Decrypting Network Traffic
Using the session key and a provided PCAP, I decrypted the network traffic:
from Crypto.Cipher import AES
import binascii, string
KEY = b"Lucky Star was here, CTF key 37!"
IV = b"\x00"*16
raw_hex_blobs = [
"0000002060898dad37aa74728774033d1c8b694d099617f6ddb7d664ac0e72d8341a67dc",
"0000001093c11ff838da6207b31f39595ca4516d",
"000000306124dee35b39ee393b7bd5bee4aec5406c7c709e5ea55cadf6b860150110934b690aa6cfa044be2e6dce3150dc681844",
"00000010715e15de02bcabe4ebfa0a63b9fdebc9",
"000000103e4995df9655e1c394ab9d4bd53f67bc",
"00000020a6f2962ad75226b7a293e725524a77b6f45399bc663ed01558e2981dcb039028",
"00000040cdbb20b6427455414f0e7f0b1dce71e70b0d62ae19bafa2bbb7a8f49c06e8fac908b6601af41f10c3f3c565ed21adaa5d553e8048cf50d99c06bc9bce0ebc6d9",
"000000409b60068d0b129f91d5045cb084bccd0085a2fcb4540920ac88264be02c8f73e9752fed75c17c3021b26d65eb05d2651f090056a791d13de16290b00ca9ba16c5",
"0000004033e9d74d53807b8c9eb7636ddf0747bab3f12c3faaabf7b4db19cc2d291ccda09c2d1c23ef4cc1b9424a855d95fededff21b39d330581d7d165070401f2003e1",
"000000105d396ad17b51f4d0ce3daf1b9b44b222",
"0000001063840b73410e61619d66af686dd00a4e",
]
def decrypt_blob(hex_blob: str):
hex_blob = hex_blob.strip()
if len(hex_blob) < 8:
return None, "too short"
plen = int(hex_blob[:8], 16)
cipher_hex = hex_blob[8:8+plen*2]
if len(cipher_hex) != plen*2:
return None, f"length mismatch ({plen} vs {len(cipher_hex)//2})"

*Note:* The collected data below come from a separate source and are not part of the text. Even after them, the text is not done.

PR #316, opened 2015-11-25
Export gcode

mrzl:
Ok, this is a beginning, to get the stone rolling. I've been implementing some things according to your advice https://github.com/t-oster/LibLaserCut/issues/32

The commits for LibLaserCut are in the separate repository, for suggestions on how to handle this, let me know.

### DIFF
--- a/src/com/t_oster/visicut/VisicutModel.java
+++ b/src/com/t_oster/visicut/VisicutModel.java
@@ -56,6 +56,7 @@ import java.beans.PropertyChangeListener;
 import java.beans.PropertyChangeSupport;
 import java.beans.XMLDecoder;
 import java.beans.XMLEncoder;
+import java.io.*;
 import java.io.File;
 import java.io.FileInputStream;
 import java.io.FileNotFoundException;
@@ -63,6 +64,7 @@ import java.io.FileOutputStream;
 import java.io.IOException;
 import java.io.InputStream;
 import java.io.OutputStream;
+import java.io.PrintStream;
 import java.net.SocketTimeoutException;
 import java.util.Arrays;
 import java.util.Enumeration;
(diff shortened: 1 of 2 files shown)


src/com/t_oster/visicut/VisicutModel.java
```diff
@@ -757,6 +757,24 @@ public void sendJob(String name, ProgressListener pl, Map<LaserProfile, List<Las
     }
   }
 
+  public void saveJob( String name, ProgressListener pl, Map<LaserProfile, List<LaserProperty>> props, List<String> warnings ) throws IllegalJobException, SocketTimeoutException, Exception{
+	  LaserCutter lasercutter = this.getSelectedLaserDevice().getLaserCutter();
```
t-oster: As the counterpart in LibLaserCut, this method should get an output stream where to put the data.

src/com/t_oster/visicut/gui/MainView.java
```diff
@@ -1789,7 +1798,96 @@ private void editMappings() throws FileNotFoundException, IOException
...
-
+	private void generateGcodeMenuItemActionPerformed( java.awt.event.ActionEvent evg ) {
+		String jobname = getJobName();
+		List<String> warnings = new LinkedList<String>();
+		final Map<LaserProfile, List<LaserProperty>> cuttingSettings = this.getPropertyMapForCurrentJob();
+		if (cuttingSettings == null)
+		{
+			return;
+		}
+
```
t-oster: Here we should ask the user, where to save the file. One thing, we did not consider yet is the file extension (not every driver outputs gcode). To make it perfect, the driver should give the file extension (e.g. via a method getOutputFileExtension())... but right now I could live with ".dat" or something like this.

mrzl:
Cheers, I adopted your thoughts, and went the easy way of throwing an exception, when a lasercutter is used that doesn't implement the saveJob() method for now.

mrzl:
By the way, a huge advantage of being able to export gcode, at least for me, using a smoothieboard, is that you can decrease the time a cutting job takes massively by uploading the generated gcode via the webinterface of the smoothieboard. It then doesn't wait for the 'ok' reply after every command. But I recon that behavior can be achieved by setting setWaitForOKafterEachLine to false, right?

t-oster:
The driver is able to upload the file via Web interface, too. Just unset Hostname and port and let the http upload url be correct. 
I think we need a wiki page for the driver

-------- Ursprüngliche Nachricht --------
Von: Marcel Schwittlick <notifications@github.com> 
Datum:29.11.2015  03:59  (GMT+01:00) 
An: t-oster/VisiCut <VisiCut@noreply.github.com> 
Cc: Thomas Oster <mail@thomas-oster.de> 
Betreff: Re: [VisiCut] Export gcode (#316) 

By the way, a huge advantage of being able to export gcode, at least for me, using a smoothieboard, is that you can decrease the time a cutting job takes massively by uploading the generated gcode via the webinterface of the smoothieboard. It then doesn't wait for the 'ok' reply after every command. But I recon that behavior can be achieved by setting setWaitForOKafterEachLine to false, right?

cipher_bytes = bytes.fromhex(cipher_hex)
cipher = AES.new(KEY, AES.MODE_CBC, IV)
plain = cipher.decrypt(cipher_bytes)
pad = plain[-1]
if 1 <= pad <= 16 and plain.endswith(bytes([pad])*pad):
plain = plain[:-pad]
return cipher_hex, plain
def to_ascii(b: bytes):
return ''.join(chr(c) if chr(c) in string.printable and c not in b'\r\n\t\x0b\x0c' else '.' for c in b)
results = []
for idx, h in enumerate(raw_hex_blobs, 1):
cipher_hex, plain = decrypt_blob(h)
if cipher_hex is None:
results.append(f"Blob {idx}: error {plain}")
continue
ascii_repr = to_ascii(plain)
results.append(f"Blob {idx}:\n cipher: {cipher_hex}\n plain : {binascii.hexlify(plain).decode()}\n ascii : {ascii_repr}\n")
print("\n".join(results))
The key output was:
Blob 7:
cipher: cdbb20b6427455414f0e7f0b1dce71e70b0d62ae19bafa2bbb7a8f49c06e8fac908b6601af41f10c3f3c565ed21adaa5d553e8048cf50d99c06bc9bce0ebc6d9
plain : 21001000340d0f034119583d5c2a5d5b65797b7570785f6c6f6f6b696e675f7265616c5f637574655f746f646179217d
ascii : !...4...A.X=\*][ey{upx_looking_real_cute_today!}
Flag
The flag was extracted from Blob 7:
flag: grey{upx_looking_real_cute_today!}
This concluded the analysis, revealing the stolen data as the flag.